Try it:
Find the string "loads" in the entries and copy each line that has it.
(Task input)
PR #248, opened 2026-07-28
ADR-339: ML pipeline core data model (Sample hierarchy, Manifest, ManifestStore)

jodavis-claude:
## Work item

`ADR-339` — build the unified `Sample`/`Manifest[S]`/`ManifestStore` data model in `ml/pipeline/core/`: the typed sample hierarchy, generic manifest collection, and JSON (schema v1) round-trip store that every later ML pipeline stage (ADR-340 onward) will serialise through.

## Changes

- `ml/pipeline/core/__init__.py` — new, empty package marker for the `core/` subpackage.
- `ml/pipeline/core/sample.py` — new. `Sample` base dataclass (`name`, `content_hash`, `applied_values`, `parent_name`, `parent_content_hash`, all defaulted); `SampleWithPath(Sample)` adds `path`; `TextSample(Sample)` adds `content`/`label`, with `__post_init__` setting `name = content_hash`; `AudioSample(SampleWithPath)` adds `transcript`/`label`/`seed`; `SampleSpectrogram`/`SampleTokens` (both `SampleWithPath`, path-based, no `seed`).
- `ml/pipeline/core/manifest.py` — new. `Manifest[S]` (classic `Generic[S]`/`TypeVar` style; `by_name`/`by_content_hash` dict-backed lookups; `add()` raises `ValueError` on duplicate names; `__len__`/`__iter__` for enumeration). `ManifestStore` (`write`/`read`; JSON schema v1 — `schema_version`, `sample_type`, `samples`; `write` raises `ValueError` on empty manifest or mixed sample types; `read` type-dispatches off the persisted `sample_type` field via a `_SAMPLE_TYPES_BY_NAME` registry).
- `ml/test/pipeline/__init__.py`, `ml/test/pipeline/core/__init__.py` — new, empty test package markers mirroring the source layout.
- `ml/test/pipeline/core/test_sample.py`, `test_manifest.py`, `test_manifest_store.py` — new, test-first unit tests covering all of the above.

## Design decisions

- `Manifest.__len__`/`__iter__` were added beyond the Component Breakdown's literal text — needed by `ManifestStore.write` to detect an empty manifest and inspect sample types, judged as within `Manifest[S]`'s own collection responsibility.
- Fixed a gap found during self-review: the TDD trio's first `ManifestStore.read` implementation wrote a `sample_type` field but still required the caller to pass the type explicitly rather than dispatching off it. Replaced with a `_SAMPLE_TYPES_BY_NAME` registry so deserialization dispatches purely from the persisted JSON (separate commit).
- `SampleSpectrogram`/`SampleTokens` are path-based (extend `SampleWithPath`, no extra fields), consistent with `AudioSample` and the `ModifierStage` output-directory pattern — resolves a known ambiguity per the task brief's own recommendation.
- All six dataclasses are plain (non-frozen), every field defaulted, per the task brief's recommendation (no spec requirement for immutability).
- Open ambiguity, not resolved in this PR: no Python test runner (`pytest`) is wired into `scripts/validate.sh` yet, so this PR's unit tests cannot be verified by the project's standard build/test quality gate script. Recommend a small follow-up task adding `pytest` to `ml/requirements.txt` and a `scripts/validate-ml-tests.sh`/`.cmd`.
- No E2E/Gherkin scenarios — this repo's only E2E harness targets the C# WPF/Blazor UI; not applicable to this Python ML pipeline code.

## Testing completed

- 15 unit tests, all passing (`python3 -m pytest test/ -v` from `ml/`).
- `mypy --strict pipeline test` passes with zero issues.

### DIFF
--- a/ml/pipeline/core/manifest.py
+++ b/ml/pipeline/core/manifest.py
@@ -1,0 +1,42 @@
+"""Generic typed collection of `Sample` objects, keyed by `name` and `content_hash`."""
+
+from __future__ import annotations
+
+from typing import Generic, Iterator, TypeVar
+
+from pipeline.core.sample import Sample
+
+S = TypeVar("S", bound=Sample)
+
+
+class Manifest(Generic[S]):
+    """A named/content-hash-indexed collection of one concrete `Sample` subtype.
+
+    Enforces name uniqueness within the manifest — two samples sharing a
+    `name` is a construction-time error, since `name` is what backs on-disk
+    filenames and cross-manifest joins (`parent_name`).
+    """
+
+    def __init__(self, samples: list[S] | None = None) -> None:
+        self._by_name: dict[str, S] = {}
+        self._by_content_hash: dict[str, S] = {}
+        for sample in samples or []:
+            self.add(sample)
+
+    def add(self, sample: S) -> None:
+        if sample.name in self._by_name:
+            raise ValueError(f"Duplicate sample name: {sample.name!r}")
+        self._by_name[sample.name] = sample
+        self._by_content_hash[sample.content_hash] = sample
+
+    def by_name(self, name: str) -> S:
+        return self._by_name[name]
+
+    def by_content_hash(self, content_hash: str) -> S:
+        return self._by_content_hash[content_hash]
+
+    def __len__(self) -> int:
+        return len(self._by_name)
+
+    def __iter__(self) -> Iterator[S]:
+        return iter(self._by_name.values())
--- a/ml/pipeline/core/manifest.py
+++ b/ml/pipeline/core/manifest.py
@@ -33,6 +33,8 @@ class Manifest(Generic[S]):
     def add(self, sample: S) -> None:
         if sample.name in self._by_name:
             raise ValueError(f"Duplicate sample name: {sample.name!r}")
+        if sample.content_hash in self._by_content_hash:
+            raise ValueError(f"Duplicate sample content_hash: {sample.content_hash!r}")
         self._by_name[sample.name] = sample
         self._by_content_hash[sample.content_hash] = sample
 
--- a/ml/pipeline/core/manifest.py
+++ b/ml/pipeline/core/manifest.py
@@ -7,9 +7,13 @@ import json
 from pathlib import Path
 from typing import Any, Generic, Iterator, TypeVar
 
-from pipeline.core.sample import Sample
+from pipeline.core.sample import AudioSample, Sample, SampleSpectrogram, SampleTokens, TextSample
 
 S = TypeVar("S", bound=Sample)
+
+_SAMPLE_TYPES_BY_NAME: dict[str, type[Sample]] = {
+    cls.__name__: cls for cls in (TextSample, AudioSample, SampleSpectrogram, SampleTokens)
+}
 
 
 class Manifest(Generic[S]):
@@ -65,6 +69,7 @@ class ManifestStore:
         }
         path.write_text(json.dumps(payload))
 
-    def read(self, path: Path, sample_type: type[S]) -> Manifest[S]:
+    def read(self, path: Path) -> Manifest[Sample]:
         payload = json.loads(path.read_text())
-        return Manifest[S]([sample_type(**data) for data in payload["samples"]])
+        sample_type = _SAMPLE_TYPES_BY_NAME[payload["sample_type"]]
+        return Manifest[Sample]([sample_type(**data) for data in payload["samples"]])
--- a/ml/pipeline/core/manifest.py
+++ b/ml/pipeline/core/manifest.py
@@ -2,7 +2,10 @@
 
 from __future__ import annotations
 
-from typing import Generic, Iterator, TypeVar
+import dataclasses
+import json
+from pathlib import Path
+from typing import Any, Generic, Iterator, TypeVar
 
 from pipeline.core.sample import Sample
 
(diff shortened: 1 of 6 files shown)


ml/pipeline/core/manifest.py
```diff
@@ -0,0 +1,75 @@
...
+        self._by_name: dict[str, S] = {}
+        self._by_content_hash: dict[str, S] = {}
+        for sample in samples or []:
+            self.add(sample)
+
+    def add(self, sample: S) -> None:
+        if sample.name in self._by_name:
+            raise ValueError(f"Duplicate sample name: {sample.name!r}")
+        self._by_name[sample.name] = sample
+        self._by_content_hash[sample.content_hash] = sample
```
jodavis-claude, line 39: **Correctness / fault tolerance:** `add()` enforces name uniqueness (raises `ValueError`) but silently overwrites `_by_content_hash[sample.content_hash]` if two samples with *different* names share the same `content_hash` — the earlier sample becomes permanently unreachable via `by_content_hash()` with no error or warning. Given the spec's framing of `content_hash` as the field that "actually determines sample identity" for downstream skip/regenerate decisions (`_spec_OopPipeline.md`, "Content hash determines sample identity"), a silent, undetected collision here seems like exactly the kind of failure mode this review is supposed to catch (no silent failures). Since this class is the shared data model every later stage builds on, consider either raising `ValueError` on a duplicate `content_hash` too (mirroring the existing duplicate-name check), or — if collisions are intentionally tolerated — documenting that `by_content_hash` resolves to the last-added sample and why that's safe.

ml/pipeline/core/manifest.py
```diff
@@ -0,0 +1,75 @@
...
+        payload: dict[str, Any] = {
+            "schema_version": 1,
+            "sample_type": sample_type_name,
+            "samples": [dataclasses.asdict(sample) for sample in samples],
+        }
+        path.write_text(json.dumps(payload))
+
+    def read(self, path: Path) -> Manifest[Sample]:
+        payload = json.loads(path.read_text())
+        sample_type = _SAMPLE_TYPES_BY_NAME[payload["sample_type"]]
```
jodavis-claude: **Fault tolerance / consistency:** an unrecognized `sample_type` in the JSON (corrupted file, hand-edited manifest, or a future schema version this registry doesn't know about yet) raises a bare `KeyError: '<name>'` here, whereas every other failure mode in `ManifestStore` (empty manifest, mixed types) raises a descriptive `ValueError`. Consider wrapping this lookup to raise `ValueError(f"Unknown sample type in manifest: {payload['sample_type']!r}")` for a clearer, consistent failure message. Related: `schema_version` is written but never checked on read — not blocking for a v1-only pipeline, but worth keeping in mind once a v2 format exists.

jodavis-claude (commented):
Reviewed against ADR-339's exit criteria (Sample hierarchy, Manifest[S], ManifestStore) and `ml/_spec_OopPipeline.md`'s Key Design Decisions / Component Breakdown. All four exit-criteria bullets are met, `mypy --strict pipeline test` and `python3 -m pytest test/ -v` both pass locally (15/15). Tests follow AAA structure with clear Arrange/Act/Assert comments and one behavior per test.

Two correctness/fault-tolerance issues in `manifest.py` worth addressing before merge (see inline comments): a silent duplicate-`content_hash` overwrite in `Manifest.add`, and a raw `KeyError` (instead of a descriptive `ValueError`, consistent with the rest of `ManifestStore`) when `read()` encounters an unrecognized `sample_type`.

Note (non-blocking, already flagged by the developer in the PR description): `pytest` still isn't wired into `scripts/validate.sh`, so this PR's tests can't be verified by the project's standard quality-gate script yet. Worth a quick follow-up task, but out of scope for ADR-339's own exit criteria.

ml/pipeline/core/manifest.py
jodavis-claude: Agreed — fixed. Manifest.add() now raises ValueError on a duplicate content_hash too, mirroring the existing duplicate-name check, rather than silently overwriting the earlier sample in _by_content_hash. Added a failing-first regression test using AudioSample (whose name is independent of content_hash, unlike TextSample) to exercise the collision path that was not caught by the existing duplicate-name test. See commit 163a0e3.

ml/pipeline/core/manifest.py
jodavis-claude: Agreed — fixed. ManifestStore.read() now wraps the registry lookup and raises ValueError(f"Unknown sample type in manifest: {sample_type_name!r}") instead of a bare KeyError, consistent with the other ManifestStore failure modes. Added a failing-first test that writes a manifest JSON with an unrecognized sample_type and asserts the ValueError. Left the schema_version-not-validated-on-read note as-is per your own call that it is not urgent for a v1-only pipeline. See commit 6e5611b.

ml/pipeline/core/manifest.py
jodavis-claude: Confirmed — verified the new `content_hash` collision check in `Manifest.add()` raises `ValueError` before either dict is mutated, and the new AudioSample-based regression test exercises it correctly. All 17 tests pass, mypy --strict clean. Resolving.

ml/pipeline/core/manifest.py
jodavis-claude: Confirmed — `ManifestStore.read()` now raises a descriptive `ValueError` on an unrecognized `sample_type` instead of a bare `KeyError`, consistent with the other failure modes, and the new regression test covers it. Resolving.

jodavis-claude (commented):
## Sign-off review

Both prior review threads verified as correctly addressed:

1. **`Manifest.add()` silent content_hash overwrite** — fixed with a `ValueError` check on duplicate `content_hash` (mirroring the existing duplicate-name check), placed before either backing dict is mutated. Regression test `test_add_duplicate_content_hash_different_names_raises_value_error` uses `AudioSample` to correctly isolate the content_hash collision from the name-uniqueness path. Verified.
2. **`ManifestStore.read()` bare `KeyError` on unknown sample_type** — fixed with a `try`/`except KeyError` that re-raises a descriptive `ValueError`, consistent with the class's other failure modes. Regression test `test_read_unrecognized_sample_type_raises_value_error` covers it. Verified.

Ran the full suite locally: 17/17 pytest tests pass, `mypy --strict pipeline test` clean.

No new issues found in the files touched by this fix pass (`ml/pipeline/core/manifest.py`, `ml/test/pipeline/core/test_manifest.py`, `ml/test/pipeline/core/test_manifest_store.py`).

One pre-existing note carried forward for awareness, not blocking this PR: Known Ambiguity #1 (no `pytest` wiring into `scripts/validate.sh`/`ml/requirements.txt`) remains unresolved, as flagged in the original task brief and implementation summary — Python unit tests still cannot be verified through the project's standard quality-gate script. Worth a small follow-up task before the ML test suite grows further.

Approving for hand-off.

jodavis-claude:
Abandoning this task's PR — resetting ADR-191's tasks to re-run the pipeline with recent workflow fixes. No action needed; a fresh task will supersede this.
(End Task input)
Task solution:
         payload = json.loads(path.read_text())
+        payload = json.loads(path.read_text())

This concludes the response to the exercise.